A hesitant start to trading in Asian markets is on the cards today ahead of tonight’s meeting of the Fed and the release early tomorrow morning of the long expected statement from the US central bank, plus updated economic forecasts and chair Janet Yellen’s quarterly media conference.
The markets took their lead from the Bank of Japan’s decision to sit on its existing policy of a huge spending campaign and a partial negative deposit rate, despite downgrading its view of the Japanese economy.
The Reserve Bank of Australia confirmed it was sitting and watching the local economy, and that meant no change to interest rates.
The RBA is more confident about the economy, and that spooked the dollar into falling sharply – an odd move given the central bank didn’t tell us anything we didn’t already know from speeches and statements from bank officials in the last month.
Markets are still dealing with last Thursday’s collection of policy moves from the European Central Bank, so the Bank of Japan was always seen as not doing very much at its two day meeting this week.
And after the confusion caused by the move to partial negative deposit rates on January 29, the Bank of Japan’s circumspection was expected, and the Fed tonight however is expected to be more expansive.
So a rate rise is not expected tomorrow morning, but the Fed will make the timing of future rate rises clearer, thereby giving markets more certainty, for the time being.
Our market will start basically flat this morning, but will have to contend with a near 5% slide in global iron ore prices yesterday and last night to $US52.88 a tonne – well under the $US63.74 a tonne peak hit a week ago last Monday.

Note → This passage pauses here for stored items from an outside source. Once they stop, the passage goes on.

PR #1948, opened 2024-08-21
Adding residue tracker

### LINKED ISSUE #481: Track residue content in `LayerData`
## Problem
Currently, there is no attribute in `LayerData` to track the residue content of a soil layer.

But equations in SWAT (namely in section 3:1.2.5) expect to know how much residue there is in a soil layer, and use this value to estimate the amount of carbon in the soil layer. Also in the named section, it calculates a decay rate of the residue in the soil layer and reduces the residue content based on that amount. 

## Temporary Solution
Currently, `MineralizationDecomp` (in the `NitrogenCycling` module, implements section 3:1.2.5) uses the `LayerData` attribute `total_soil_carbon_amount`. There are two potential problems with this:
1. There may be some carbon in the soil that is not from residue, and we don't want that to be included.
2. It is fair game for `MineralizationDecomp` to reduce residue in the soil, but having it reduce carbon would be bad practice (because carbon additions and reductions should be limited to the `CarbonCycling` module)

## Solution
Implement and maintain a residue tracker in `LayerData`

matthew7838:
Utilize a residue tracker property method in the layer data pool that sums structural and metabolic litter to track the residue carbon and utilize it in the mineralization and decomposition.

### Context

Issue(s) closed by this pull request: closes #481 

- [ ] Yes
- [x] No

### What

- A property method that adds structural_litter_amount and metabolic_litter_amount is created in `layer_data.py`.
- In `mineralization_decomp.py`, the calculation of carbon_nitrogen_ratio and carbon_phosphorus_ratio will use the new property method instead of `total_soil_carbon_amount`.
- Tests updated and added.

### Why

There may be some carbon in the soil that is not from residue, and we don't want that to be included.

### How

Having a tracker just to track the litter amount.

### Test plan

1. Have SMEs' second look at the approach and issue.
2. Run with complete test suits.

**NOTE**
I will remove the related TODO once ready to merge.


RUFAS/routines/field/soil/layer_data.py
```diff
@@ -990,6 +990,14 @@ def carbon_emissions(self) -> float:
...
         return self.active_carbon_to_slow_loss + self.slow_carbon_co2_lost_amount + self.passive_carbon_co2_lost_amount
 
+    @property
+    def carbon_residue_amount(self) -> float:
+        """
+        Tracks the total amount of carbon residue
+
+        """
+        return self.metabolic_litter_amount + self.structural_litter_amount
+
```
rawalashmita, line 1003: I see you added carbon residue amount as a sum of metabolic and structural residue amount (kg/ha). Makes sense to me.

RUFAS/routines/field/soil/nitrogen_cycling/mineralization_decomp.py
```diff
@@ -43,12 +43,12 @@ def mineralize_and_decompose_nitrogen(self) -> None:
             return
 
         carbon_nitrogen_ratio = self._calculate_residue_nutrient_ratio(
-            self.data.soil_layers[0].total_soil_carbon_amount,
+            self.data.soil_layers[0].carbon_residue_amount,
             self.data.soil_layers[0].fresh_organic_nitrogen_content,
```
rawalashmita, line 47: Then you replaced total soil carbon amount by carbon residue amount for the numerator of the equation while calculating carbon:nitrogen ratio. SWAT considers the 58% of the organic residue as the amount of carbon in the residue. However, when you are adding the total amount of carbon as the sum of structural and metabolic carbon in the residue instead of having to calculate the amount of carbon from organic residue, it makes sense to me to replace (0.58 * residue(layer)) by structural+metabolic carbon content in the residue. We should make sure the model calculates that for each soil layers though.

rawalashmita: The units also make sense as the amount of carbon which is in the numerator is in kgC/ha and the amount of nitrogen in the denominator is in kgN/ha. Hence, the C:N ratio will be unitless. However, SWAT only accounts for fresh organic N and NO3 (nitrate) in the residue and ignores NH4 content. Based on the law of parsimony, I think we can also ignore the fact that NH4 was being ignored as one of the forms of inorganic nitrogen in the residue in SWAT equation :D. Anyways. it looks good to me!

RUFAS/routines/field/soil/layer_data.py
```diff
@@ -990,6 +990,14 @@ def carbon_emissions(self) -> float:
         """
         return self.active_carbon_to_slow_loss + self.slow_carbon_co2_lost_amount + self.passive_carbon_co2_lost_amount
 
+    @property
+    def carbon_residue_amount(self) -> float:
+        """
+        Tracks the total amount of carbon residue
```
Isgotkowitz:
```suggestion
        Tracks the total amount of carbon residue in a soil layer (kg / ha).
```

Isgotkowitz (approved):
LGTM, nice job Matthew.

KFosterReed (approved):
This is a nice update. The resulting C:N and C:P ratios varied between 5 and 50 and the mineralization decomposition rates varied between 0.01 and 0.04 which I think are in the right range and a big improvement from where we were at!

Nice work team :)

PR #1949, opened 2024-08-21
Adjust check on manure treatment emptying from 1 to 0 remainder

### LINKED ISSUE #1403: Manure not emptied properly when storage period is one day
The manure pit is not emptied correctly with the current methodology of emptying the pit at the end of each storage time period according.  

## Expected Behavior

When the storage time period is set to 1, it should empty on a daily basis. 

## Current Behavior

When the storage time period is set to 30 days. It is updated correctly. 

Storage period 30 days

When the storage time period is set to 1 day. It does not work. 

Storage period 1 day

## Steps to Reproduce

1. Set `storage_time_period` as `1` for the manure treatment you select. 
2.
3.
4.

ew3361zh:
Currently the manure treatment `storage_time_period` is set to empty when there is a remainder of 1 when checked against the simulation day. This means it will never empty when the storage time period is 1 day (x/1 will never have a remainder of 1). This PR attempts to fix that by putting the remainder from that check of the `sim_day` against the `storage_time_period` to 0 which means it is now able to empty with a `storage_time_period` of 1.

### Context

Issue(s) closed by this pull request: closes #1403

- [ ] Yes
- [x] No

### What

In the base_manure_treatment this updates the check on the remainder for `self._sim_day % self.storage_time_period` from 1 to 0.

### Why

This will allow a remainder for a `storage_time_period` of 1 day to match the expected remainder for that day and it will therefore properly empty.

### How

`if self._sim_day % self.storage_time_period == 1:` -> `if self._sim_day % self.storage_time_period == 0:`

Very straightforward change.

### Test plan

Looking at LAC_COW pen manure treatment results (which use anaerobic lagoon for manure storage).

use this filter to get the accumulated liquid manure solids for the pen:
```
{
    "type": "plot",
    "filters": [
      "^Accumulated_ManureTreatmentDailyOutput_Pen_3_LAC_COW.liquid_manure_total_solids.*"
    ],
    "title": "LAC_COW Volatile Solids",
    "variables": [".*"]
}
```

Run 2 simulations:
In the first, set the `anaerobic lagoon` `storage_time_period` to 30 (meaning it will empty every 30 days).

It will look like this with an expected dip every 30 days when it's emptied:
Screenshot 2024-08-21 at 4 31 10 PM

In the second, set set the `anaerobic lagoon` `storage_time_period` to 1 (meaning it will empty every day).

It will look like this with no dips (because it's emptied every day) but also not linear growth.
Screenshot 2024-08-21 at 4 34 43 PM


allisterakun (approved):
LGTM!

tomhuhh (approved):
Thanks, Niko!

The PR was clear and easy to follow, particularly the test plan using the graphic filter. Following your instructions, I was able to achieve the same results. For ease of testing, I recommend adjusting the simulation duration to 365 days instead of 4 or 5 years. I'm glad it was a straightforward fix in the code.

When duration is set to 30 days for anaerobic lagoon. 
default_lac_cow-volatile-solids-25-Aug-2024_Sun_16-46-08

When duration is set to 1 day for anaerobic lagoon. 
default_lac_cow-volatile-solids-25-Aug-2024_Sun_16-50-37

PR #1950, opened 2024-08-22
Partition volatile solids destruction between degradable and non-degradable pools in Anaerobic Digestion

### LINKED ISSUE #1951: [Manure] Simulation crashes because of negative degradable volatile solids mass
There will be a crash in the manure module with the right combination of manure management scenario and pen.

## Expected Behavior

The simulation should not have any masses that go negative, and thus should not crash because of it.

## Current Behavior

The anaerobic digester will take away too much mass from the degradable volatile solids pool, causing it to go negative. This results in a crash in the anaerobic lagoon when the manure finally reaches it.

## Possible Solution

Proportionally distribute the mass of volatile solids destroyed between the degradable and non-degradable volatile solids pools.

## Steps to Reproduce

1. Switch to `dev` or `main` branch.
2. In the default animal file, change the manure management scenario for pen 0 to scenario 5.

That’s a drop of more than 16%.
Gold fell 0.9%, while copper prices also weakened.
The Aussie dollar was trading around 74.50 this morning from the most recent peak on Tuesday of 75.80 US cents.
On Wall Street, the S&P 500 ended 3.71 points, or 0.2%, lower at 2,015.94, while the Nasdaq finished 21.61 points, or 0.5%, lower at 4,728.67. The Dow closed higher, gaining 21.92 points, or 0.1%, to 17,251.12.
European markets fell across the board as oil prices weakened, and there were similar falls in Asia.
Australia’s ASX 200 ended down 1.4%, a nasty fall, Korea’s Kospi lost 0.1%. Tokyo fell 0.6%, but the Shanghai Composite Index closed up up 0.2%. Hong Kong’s Hang Seng Index went the other way, falling 0.7%.